On October 12, 2000, at 11:18 a.m., an 8,400-ton destroyer, the USS Cole, was rocked by an enormous explosion. The ship’s commander, Kirk Lippold, watched as tiles tumbled from the ceiling, mugs of coffee tumbled to the floor, and everything not bolted down seemed to float in midair. Lippold knew in a matter of moments that the Cole had been attacked. What he didn’t know was how much the world was changing around him.
Eleven months later, he was debriefed by the CIA and told about Osama bin Laden. By some unbelievable coincidence, that meeting occurred on the morning of September 11, 2001. In a scene that seems almost tailor-made for movie treatment, at the end of this early morning meeting about the looming threat of al-Qaeda, Kirk remarked, “I don’t think America understands.
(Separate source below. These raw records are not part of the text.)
PR #644, opened 2024-07-11
Support multiple GHEs in a single district

vtnate:
### Any background context you want to provide?
Previously we only supported a single GHE in a thermal loop
### What does this PR accomplish?
- Reads all ghe_specific_params from the sys-param file
- Instantiates a separate borefield object for each GHE
- Couples the district together
### How should this be manually tested?
1. Build a Modelica model using the [multi-ghe test](https://github.com/urbanopt/geojson-modelica-translator/blob/ghe-couplings/tests/model_connectors/test_district_multi_ghe.py#L90)
2. Load the model in Dymola (by hand)
3. Simulate in Dymola
    - OM crashes when trying to open a model that large :(
### Future work:
- Ensure this will simulate natively inside GMT using OM


mitchute (approved):

nllong (approved):
This is hands down one of the most impressive PRs that I have seen. Most excellent work team!

image

PR #648, opened 2024-08-08
Update code & dependencies to address deprecation warnings

vtnate:
Pandas was warning about deprecated code. This addresses all the warnings.
- Use Pandas in a way that will be more stable with future versions
- Use stable release v1.0.1 of Teaser to include the deprecation fixes handled there
    - Adapt our code to their new API interface
CI is sufficient


pyproject.toml
```diff
@@ -42,8 +42,8 @@ modelica-builder = "^0.5.1"
 # modelica-builder = { git = "https://github.com/urbanopt/modelica-builder.git", branch = "mblv10"}
 pandas = "~2"
 requests = "^2.28"
-teaser = "0.7.5"
-#teaser = { git = "https://github.com/urbanopt/TEASER.git", branch = "development"}
+# teaser = "0.7.8"
```
vtnate, line 45: Given the API changes I ran into, I suspect the next version will actually be `v0.8.0` instead of 0.7.8.

nllong: sweet, I can ask about next release date.

nllong (approved):

PR #652, opened 2024-09-03
Use feature ids in load names instead of simple_uuid

### LINKED ISSUE #645: Use building IDs from GeoJSON / Find a way to link Modelica outputs to GeoJSON Feature IDS
We store building IDs in the URBANopt GeoJSON file, while querying outputs from the Modelica Model they ouputs have a UUID associated with the building Feature. We need to find a way to link the output variable UUID to the UO building Feature ID
image

vtnate:
This will simplify access to results of Modelica simulations by naming the Modelica variables with the geojson_id of the load (building). Future work should do the same thing for borefields when modeling GHEs.
Update `self.id` for the loads to use the geojson_id instead of generating a simple_uuid. We retain simple_uuid for objects that aren't being supplied by the geojson file, such as networks, couplings, ETSs, etc.
CI is sufficient
Resolves #645

### DIFF
--- a/geojson_modelica_translator/model_connectors/load_connectors/spawn.py
+++ b/geojson_modelica_translator/model_connectors/load_connectors/spawn.py
@@ -7,7 +7,7 @@ import shutil
 from modelica_builder.package_parser import PackageParser
 
 from geojson_modelica_translator.model_connectors.load_connectors.load_base import LoadBase
-from geojson_modelica_translator.utils import ModelicaPath, convert_c_to_k, simple_uuid
+from geojson_modelica_translator.utils import ModelicaPath, convert_c_to_k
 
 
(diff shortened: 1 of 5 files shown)


tanushree04:
Looks great @vtnate , does this take care of all modelica variables for buildings in the `TimeSerLoa_` format?

vtnate:
> Looks great @vtnate , does this take care of all modelica variables for buildings in the `TimeSerLoa_` format and adds the building feature instead of the UUID?

That's the intent, yes. Can you generate a model from this branch and confirm that it provides the info you need?

tanushree04 (approved):
image

I created a new modelica model and ran the results from my script, the variables are now named as per the feature ID, great work!

PR #653, opened 2024-09-04
Fix docs

vtnate:
The `docs` step of CI was failing because of some versions that have fallen into disrepair.
- Ensures setuptools is available during docs step of CI
- Replaces `m2r2` with `myst_parser` in sphinx config


nllong (approved):
nice fix! Approved... and merged.

PR #654, opened 2024-09-06
Support international weather locations

### LINKED ISSUE #651: Support for international location weather files
The GMT does not currently support running analysis for a location outside of North America, given the current process for downloading weather files. The thermal microgrids ESTCP project, and likely future projects, would like to be able to run analysis thru the GMT for an international location. @JingWang-CUB FYI

vtnate:
We were only supporting USA weather locations until now. This PR enables any location from www.energyplus.net/weather to be used (as of Sep 4, 2024). _**Major caveat**_: This only accepts *.mos weather files, which as of now are only available on the website for USA locations. Once mos weather files for all locations on the website are available, this code is ready to take advantage.
- Handle all locations provided by https://energyplus.net/weather. Requires a weather file in *.mos format to be avaailable from that website, which as of today is limited to USA locations.
- Adds tests for this using the CLI and using the code directly
Provide a valid weather epw filename for any location outside the USA in your geojson file. Observe that the EPW is downloaded correctly and an error is raised if the mos format file isn't found.
Resolves #651

### DIFF
--- a/geojson_modelica_translator/system_parameters/system_parameters.py
+++ b/geojson_modelica_translator/system_parameters/system_parameters.py
@@ -207,12 +207,111 @@ class SystemParameters:
                 "Malformed location, needs underscores of location "
                 "(e.g., USA_NY_Buffalo-Greater.Buffalo.Intl.AP.725280_TMY3.mos)"
             )
-
         # download file from energyplus website
-        weatherfile_url = (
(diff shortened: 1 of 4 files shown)


nllong (approved):
nicely done--looks like we should have handled this from the beginning. Thanks for updating!

PR #656, opened 2024-09-10
Add downloaded weatherfiles to gitignore

vtnate:
#654 added new tests which download new weatherfiles. That test output isn't required to be stored in github.
Gitignore German weather files downloaded via https://github.com/urbanopt/geojson-modelica-translator/blob/develop/tests/management/test_uo_des.py#L73


vtnate (commented):
This was accidentally not included in #654

PR #662, opened 2024-10-07
Improve cli typing & validation

vtnate:
The UO cli was also supplying default values to this cli (in addition to our own default values), which caused collisions in the `create-model` case. Documented in [this issue](https://github.com/urbanopt/urbanopt-cli/issues/480) and resolved in [this PR](https://github.com/urbanopt/urbanopt-cli/pull/486) in the main uo-cli repo.

During diagnosis of that behavior, I learned about additional validation available in [click.Path](https://click.palletsprojects.com/en/8.1.x/api/#click.Path) which I implemented here.
- Sets `path_type` for cli arguments, so they can be used directly in the code (instead of being read as strings, the previous behavior)
- Add a validation step where Click checks that the path leads to a readable file.
CI is sufficient

### DIFF
--- a/management/uo_des.py
+++ b/management/uo_des.py
@@ -22,15 +22,15 @@ def cli():
 @cli.command(short_help="Create sys-param file")
 @click.argument(
     "sys_param_filename",
-    type=click.Path(file_okay=True, dir_okay=False),
+    type=click.Path(file_okay=True, dir_okay=False, path_type=Path, readable=True, resolve_path=True),
 )
 @click.argument(
     "scenario_file",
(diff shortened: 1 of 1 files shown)


management/uo_des.py
```diff
@@ -90,14 +90,14 @@ def build_sys_param(
     """
 
     # Use scenario_file to be consistent with sdk
-    scenario_name = Path(scenario_file).stem
-    scenario_dir = Path(scenario_file).parent / "run" / scenario_name
+    scenario_name = scenario_file.stem
```
nllong, line 93: nice cleanup

nllong (approved):
let's gooooo

PR #668, opened 2024-10-21
Clean up sys-param code that reads parameters

### LINKED ISSUE #495: Refactor `get_param` since there is no longer a default section of the sys-param file
https://github.com/urbanopt/geojson-modelica-translator/blob/develop/geojson_modelica_translator/system_parameters/system_parameters.py#L148

Two options:
1. Remove all handling of default values, since they no longer exist in the sys-param file
1. Read default values from schema

vtnate:
A while ago we removed the 'defaults' section of sys-param files. This removes the code for reading those sections.
Refactor the `get_param` code in system_parameters.py to remove references to defaults which haven't existed for some time.
CI is sufficient
Resolves #495

### DIFF
--- a/geojson_modelica_translator/system_parameters/system_parameters.py
+++ b/geojson_modelica_translator/system_parameters/system_parameters.py
@@ -90,62 +90,34 @@ class SystemParameters:
                 new_path = Path(filepath) / match.value
                 parse(str(match.full_path)).update(self.param_template, new_path.as_posix())
 
-    # def resolve_defaults(self):
-    #     """This method will expand the default data blocks into all the subsequent custom sections. If the value is
-    #     specificed in the custom block then that will be used, otherwise the default value will be replaced"""
-    #     pass
-
-    def get_default(self, jsonpath, default=None):
-        """Return either the default in the system parameter file, or the specified default.
-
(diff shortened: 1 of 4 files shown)


geojson_modelica_translator/system_parameters/system_parameters.py
```diff
@@ -90,62 +90,34 @@ def resolve_paths(self):
...
-                results.append(default_value)
-            else:
-                results.append(match.value)
+        for match in matches:
+            results.append(match.value)
 
         if len(results) == 1:
-            # If only one value, then return that value and not a list of values
+            # If only one value, then return that value and not a list of values.
             results = results[0]
```
nllong, line 112: I don't like that we do this. I think we should always return a list. I don't know why I did this (I'm guilty for it). I think I was following another API pattern. Regardless, leave it as is, otherwise it will break lots of things.

geojson_modelica_translator/system_parameters/system_parameters.py
```diff
@@ -90,62 +90,34 @@ def resolve_paths(self):
...
         elif len(results) == 0:
-            return default_value
+            return None
```
nllong, line 114: nice, no results means NONE!

nllong (approved):

Issue #663, opened 2024-10-08
Branch off GHE and add dedicated circulation pump for GHE


JingWang-CUB:
### Expected Behavior
Each GHE should have its own branch connected to the main loop with a dedicated circulation pump. The controller determines whether the GHE branch is activated or not.

### Version Information

Modelica Buildings Library: `X.Y.Z`
Modelica Standard Library: `X.Y.Z`
TEASER: `X.Y.Z`
Python: `X.Y.Z`

JingWang-CUB:
This issue has been solved with PR #669 .

PR #669, opened 2024-10-22
Modify templates to support branched off configuration of GHEs

JingWang-CUB:
Now the GHEs are directly put on the ATL which does not comply with real-world implementations. 

Put GHEs on their dedicated branches and add separate pumps for them.
image

poetry run any 5G tests with GHE

#663


vtnate (approved):
Love seeing a more realistic representation!

PR #670, opened 2024-10-25
Support single building DES templates

nllong:
For the constant and variable DES systems, if there was a single building, then the model would fail to build.

If the jsonpath returns a dict, then it will assume it is a single building. This is not common, but needed for the aggregated load analysis.

unit tests should pass

n/a

### DIFF
--- a/pyproject.toml
+++ b/pyproject.toml
@@ -1,7 +1,7 @@
 [tool.poetry]
 name = "geojson-modelica-translator"
 version = "0.8.0-rc1"
-description = "Package for converting GeoJSON to Modelica models for Urban Scale Analyses."
+description = "Package for converting GeoJSON to Modelica models for urban scale analyses."
 authors = ["URBANopt DES Team <nicholas.long@nrel.gov>"]
 license = "BSD-4-Clause"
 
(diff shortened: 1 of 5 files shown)


pyproject.toml
```diff
@@ -36,7 +36,7 @@ geojson = "^3.1"
 jinja2 = "^3.1.2"
 jsonpath-ng = "~1.6"
 jsonschema = "~4.20"
-modelica-builder = "^0.5.1"
+modelica-builder = "^0.5.2rc3"
```
nllong, line 39: we should release 0.5.2 soon-ish

vtnate: I'd go so far as to say that if we merge my open PRs, we should go to 0.6.0. Agreed that should happen soon.

vtnate (commented):
The code looks good. I was expecting the test to check behavior when there is only a single building in the sys-param though, since handling that appears to be what the new code supports.

tests/system_parameters/test_system_parameters.py
```diff
@@ -192,6 +192,50 @@ def test_get_param(self):
         value = sp.get_param("not.a.real.path")
         assert value is None
 
+    def test_get_param_with_two(self):
```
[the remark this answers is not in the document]
vtnate: Previous test checks a single building. This returns a list, the desired behavior.

vtnate (approved):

I believe it is going to take a seminal event, probably in this country, where hundreds, if not thousands, are going to have to die before Americans realize that we’re at war with this guy.” Mere moments later, the first plane struck the World Trade Center. The CIA agent who had debriefed him said, “Kirk, I can’t believe you said what you did this morning.”
The truth is that it wasn’t so unbelievable: Lippold had known for 11 months longer than the rest of the nation that al-Qaeda was at war with America. His story has remained untold—until now.
In this thrilling first-person narrative, Lippold reveals the details of his harrowing experience leading a crew of valiant sailors through the deadliest attack on an American vessel since 1987. He also explains how this event was overshadowed by 9/11, swept under the rug by bureaucrats and political operatives, who eventually attempted to lay blame for the attack on Lippold himself, denying him promotion and halting his career.
An essential volume that belongs side by side with The Looming Tower, Ghost Wars, and The 9/11 Commission Report, this book restores a crucial story that has until now been lost in the fog of the war on terror.
Commander Kirk S. Lippold, USN (Ret.), was the commanding officer of the USS Cole when it was attacked by al Qaeda in the port of Aden, Yemen, in October 2000. He and his crew distinguished themselves in the aftermath of that attack by saving the ship, which remains in service today. He received numerous military awards and retired from the Navy in 2007.